Wine With…Wedding Cake

May 31, 2006 | Wine With…

By Paul Lukacs and Marguerite Thomas

Wine With . . . Wedding Cake

by Paul Lukacs and Marguerite Thomas

 

Tis the season for taking vows, popping corks, and making toasts–all with a glass of bubbly, of course.  Sparkling wine invariably is served this time of year with wedding cake.  But which wines actually work best at a June wedding? 

 

To find out, we tried a set of ten different sparklers.  Since we’re already married, we didn’t have an actual wedding cake, but instead used a white cake with white frosting, purchased from a local bakery that does in fact make plenty of wedding cakes.  And since budgets vary, we made sure to include wines with a wide range of price tags.

 

Whether coming from Champagne, California, Catalonia, or elsewhere, dry or brut bubbly often is poured at weddings.  We found, however, that it’s a poor choice when sipped with cake.  The sugary sweetness of the dessert both overwhelms the wine and makes it seem disagreeably tart.  Any subtleties or nuances get lost.  In our tasting, a dry Cava, a Carneros Blanc de Noirs, and a brut Champagne all proved disappointing.  The Champagne in particular, which had an otherwise tantalizing because toasty bouquet, seemed unpleasant, as its flavors clashed cruelly with the cake.  Our conclusion was that if you’re planning a wedding and want to serve brut Champagne or sparkling wine, do so at the start of the festivities–not with the cake.

 

When it comes time for the cake, opt instead for a sparkler that itself contains some sugar.  We found that all the off-dry bubblies we tried worked much better than the bruts.  We also found that the wine doesn’t need to be all that sweet.  A demi-sec Champagne was delicious, but so too was a leaner extra dry one.  And an extra dry   wine just might be more fun to sip if any is left in your glass after you’ve finished the cake. 

 

Wedding cake wine also doesn’t need to be all that expensive.  Champagnes sported the highest price tags of the non-brut wines we tried, but they were not significantly superior to less pricey wines when tasted with the cake.  That’s because the cake invariably sounds the dominant note in this paring, making the wine’s complexity less important than it would be in other contexts.  If you can afford Champagne, by all means buy it.  But less costly off-dry bubbly can be just as tasty.

        

Selection

Approx.

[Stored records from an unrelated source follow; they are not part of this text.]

PR #89, opened 2024-06-26
Spelling, grammar and punctuation

Disillusioned-Gazer:
I'm a programmer, but for now all I can contribute to this project are nitpicks like these that I noticed while playing.


Alexofp:
Thank you very much ^^

PR #106, opened 2024-08-29
Fixes console/cout spam when deciding max value in getRoughLitterEstimateString

CanInBad:
This PR fixes console or cout print spam from RNG randi_range() that's bugging me on my playthrough.

Here is my issue, in my playthrough I noticed this strange spamming inside the console every time I walk around:
`randi_range() from is higher than to. From = 36 To = 34`
(36 is from calculation of then line 310 and 34 being trueValue)

I have tracked down the problem for me, I haven't test on other saves but it should work fine.

Here's the [save](https://files.catbox.moe/b3zd5w.save)
and you at least require [Hypertus](https://github.com/CanInBad/Hypertus) to load into the save then try walking around


Alexofp:
Yeah, seems good, thank you ^^

PR #107, opened 2024-09-05
Fixed crashing due to null pointer in getting species name

CanInBad:
This is an issue because if the species does not exist anymore (eg. removing species mod and looking at nursey database)


Alexofp:
Looks good, thankies ^^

Price

 

 

Coppo, Moscato d’AstiMoncalvino” (Piedmont, Italy) 2003                       

(Imported by Winebow)                              

 

 

 

  $20

 

Like all Moscato d’Astis, this wine is frizzante, which is to say slightly less bubbly than most other sparklers. It is also considerably lower in alcohol (5.5%), making it ideal at a warm summer wedding.  Typical of Moscato, the Moncalvino has a heady perfume, a hint of sweetness, and is light and lovely on the palate.

  

 

Freixenet, Cava (Penedes, Spain) “Cordon Negro” Extra Dry NV

(Imported by Freixenet USA)

 

 $11

 

From the world’s largest producer of sparkling wines, this Spanish crowd pleaser is as easy on the taste buds as on the pocketbook.  Packaged in the signature frosted black bottle, the wine is pale, lively, and fruity.

  

 

Jaillance, Clairette de Die (Rhône Valley, France) “Cuvée Tradition” NV

(Imported by ??)

 

 

 

 $15

 

Clairette de Die is a small sparkling wine appellation centered around the town of Die (pronounced dee) in southeastern France.  Made from a blend of Clairette and Muscat à Petits Grains grapes, this is a fresh and delicate fizz with just the right amount of sweetness to make it a pretty match for wedding cake as well as an attractive aperitif sipping wine.

  

 

Mumm, Champagne (France) Extra Dry “Carte Classique” NV

(Imported by Allied Domecq)

 

 

  $42

 

Along with Veuve Clicquot’s sweeter Demi-Sec, this Mumm “Carte Classique” was our favorite Champagne to sip with wedding cake.  Both of these are elegant and refined, with a distinct but never cloying edge of sweetness.  We slightly favored this one because its citrus flavors harmonized so well with the cake.

  

 

Vigne Regali, Brachetto d’Acqui (Piedmont, Italy) “Rossa Regale”2004 

(Imported by Banfi)

 

 

  $25

 

We are partial to this wine as it’s the one we served with cake at our own wedding four years ago.  With its festive pink color and rich flavor, it may be somewhat bigger and bolder than a traditional wedding sparkler; but it is so judiciously balanced between refreshing acidity and fruity sweetness that it doesn’t overwhelm the cake.  Note, too, that the Brachetto’s creamy texture will marry beautifully with vanilla, lemon or chocolate buttercream frosting.